Review: Lost Solace by Karl Drinkwater

Lost Solace by Karl Drinkwater

By Mike Glyer: Opal steals an experimental AI-controlled spaceship from the military to begin Lost Solace by Karl Drinkwater because she’s seeking something that’s been taken away from her. She hopes to find it on a Lost Ship, one of the spaceships that vanish with all hands, then reappear, strangely altered, derelict, and rumored to be full of horrors. And Opal knows where she expects to find one.

In the vicinity of a neutron star Opal locates a seemingly deserted spaceship – and from the moment she boards an endless variety of tech and lifeforms are trying to kill her. Her companion AI, named Clarissa, helps keep track of the threats – though their relationship is complicated by the fact that Opal isn’t telling Clarissa everything, beginning with the fact that she’s been stolen.

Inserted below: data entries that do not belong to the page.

PR #1884, opened 2024-10-24
Two fundamental matrix classes

dellaert:
## Overview

Two F matrix classes for GTSFM:
- a general class based on [Sweeney15] F = USV with S=diag(1,s,0)
- a "simple" class based on E and two unknown focal lengths (and known principal points)
- a TripleF class that can do epipolar transfer

The idea is that the latter can be used to *immediately* optimize the [Sweeney15] objective *and* optimize for focal lengths at the same time.

### Tests

Many unit tests, but key test is
```c++
  // Check that transfer works
  EXPECT(assert_equal<Point2>(p[0], triplet.transfer0(p[1], p[2]), 1e-9));
  EXPECT(assert_equal<Point2>(p[1], triplet.transfer1(p[0], p[2]), 1e-9));
  EXPECT(assert_equal<Point2>(p[2], triplet.transfer2(p[0], p[1]), 1e-9));
```

### Next PR

"Someone" should ~write a TransferFactor and~ (TransferFactor implemented using numerical derivatives [here](https://github.com/borglab/gtsam/pull/1885)) implement the derivatives for the transfer. The latter might not be super-trivial, as there is a cross product and normalization from homogeneous coordinates. It's possible that this is easier with expressions. Maybe the next PR should just try to create derivatives for calculating the epipolar lines, i.e., the 3*7 derivative of

```c++
leftK().transpose().inverse() * E_.matrix() * rightK().inverse() * p
```

This might not be as daunting as it seems, as E_.matrix() is just R*[t], and the calibrations are actually rather simple and are just functions of fa_ and fb_, respectively.

## Reference

[Sweeney15] https://sites.cs.ucsb.edu/~holl/pubs/Sweeney-2015-ICCV.pdf

### DIFF
--- a/gtsam/geometry/FundamentalMatrix.cpp
+++ b/gtsam/geometry/FundamentalMatrix.cpp
@@ -10,21 +10,20 @@
 namespace gtsam {
 
 //*************************************************************************
-Point2 FundamentalMatrix::transfer(const Matrix3& F01, const Point2& p1,
-                                   const Matrix3& F02, const Point2& p2) {
-  // Create lines in camera 0 from projections of the other two cameras
-  Vector3 line1 = F01 * Vector3(p1.x(), p1.y(), 1);
-  Vector3 line2 = F02 * Vector3(p2.x(), p2.y(), 1);
+Point2 Transfer(const Matrix3& Fca, const Point2& pa,  //
+                const Matrix3& Fcb, const Point2& pb) {
+  // Create lines in camera a from projections of the other two cameras
+  Vector3 line_a = Fca * Vector3(pa.x(), pa.y(), 1);
+  Vector3 line_b = Fcb * Vector3(pb.x(), pb.y(), 1);
 
   // Cross the lines to find the intersection point
-  Vector3 intersectionPoint = line1.cross(line2);
+  Vector3 intersectionPoint = line_a.cross(line_b);
 
   // Normalize the intersection point
   intersectionPoint /= intersectionPoint(2);
 
   return intersectionPoint.head<2>();  // Return the 2D point
 }
-
 //*************************************************************************
 GeneralFundamentalMatrix::GeneralFundamentalMatrix(const Matrix3& F) {
   // Perform SVD
--- a/gtsam/geometry/FundamentalMatrix.cpp
+++ b/gtsam/geometry/FundamentalMatrix.cpp
@@ -25,7 +25,7 @@ Point2 Transfer(const Matrix3& Fca, const Point2& pa,  //
   return intersectionPoint.head<2>();  // Return the 2D point
 }
 //*************************************************************************
-GeneralFundamentalMatrix::GeneralFundamentalMatrix(const Matrix3& F) {
+FundamentalMatrix::FundamentalMatrix(const Matrix3& F) {
   // Perform SVD
   Eigen::JacobiSVD<Matrix3> svd(F, Eigen::ComputeFullU | Eigen::ComputeFullV);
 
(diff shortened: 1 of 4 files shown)


gtsam/geometry/FundamentalMatrix.cpp
```diff
@@ -0,0 +1,150 @@
...
+
+  // Cross the lines to find the intersection point
+  Vector3 intersectionPoint = line_a.cross(line_b);
+
+  // Normalize the intersection point
+  intersectionPoint /= intersectionPoint(2);
+
+  return intersectionPoint.head<2>();  // Return the 2D point
+}
+//*************************************************************************
```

What does Opal hope to find? What happened to this Lost Ship? The way Drinkwater builds this story discovery-by-discovery, with all kinds of dangers thrown in, marries what I liked about Rendezvous with Rama to the array of lethal threats presented in the novels of Rusch’s Diving Universe. And the story moves at an even more dynamic and compelling pace than either of them.

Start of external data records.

PR #1888, opened 2024-10-28
F wrapper and bugfix

dellaert:
- ~changed internal representation of F to fix a bug when flipping U or V~
- now flip columns of U and V which always allows for $U*diag(1,s,0)*V^T$
- added wrapper definitions
- added python unit test

### DIFF
--- a/gtsam/geometry/FundamentalMatrix.cpp
+++ b/gtsam/geometry/FundamentalMatrix.cpp
@@ -26,6 +26,11 @@ Point2 EpipolarTransfer(const Matrix3& Fca, const Point2& pa,  //
 }
 
 //*************************************************************************
+FundamentalMatrix::FundamentalMatrix(const Matrix& U, double s,
+                                     const Matrix& V) {
+  initialize(U, s, V);
+}
+
 FundamentalMatrix::FundamentalMatrix(const Matrix3& F) {
   // Perform SVD
   Eigen::JacobiSVD<Matrix3> svd(F, Eigen::ComputeFullU | Eigen::ComputeFullV);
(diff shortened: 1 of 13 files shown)


dellaert:
@akshay-krishnan , @travisdriver  please look at FundamentalMatrix.h first, then rest will make sense. This PR should also make the last PR easier to review.

gtsam/geometry/FundamentalMatrix.h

An orphan who has been pushed into a military career, Opal may be a highly effective fighter but she hates taking orders or being under any kind of discipline, and has only endured it with her goal in mind. Eventually we learn what that goal is. Meanwhile, she fights her way through endless deadly situations aboard this mystery ship, protected by her armored spacesuit and its suite of ingenious weaponry. Writers have been improving on Heinlein’s Mobile Infantry gear for more than six decades, and Drinkwater brings a richly inventive imagination to the table, giving Opal the weapons of a marine, a suit of armor tailored for vacuum, visual displays worthy of a fighter plane (or maybe a video game), and the support of artificial intelligence.

One of the best and most difficult accomplishments, as the author unfolds this fast-moving action adventure, is that the two main characters – Opal and Clarissa – grow in identity and friendship. Their mutual loyalty makes the reader care about their survival. And the way the experience transforms them provides a satisfying sense of closure to this novel, while still leaving the way open for the follow-up.

[Lost Solace by Karl Drinkwater is an entry in the Self-Published Science Fiction Competition.]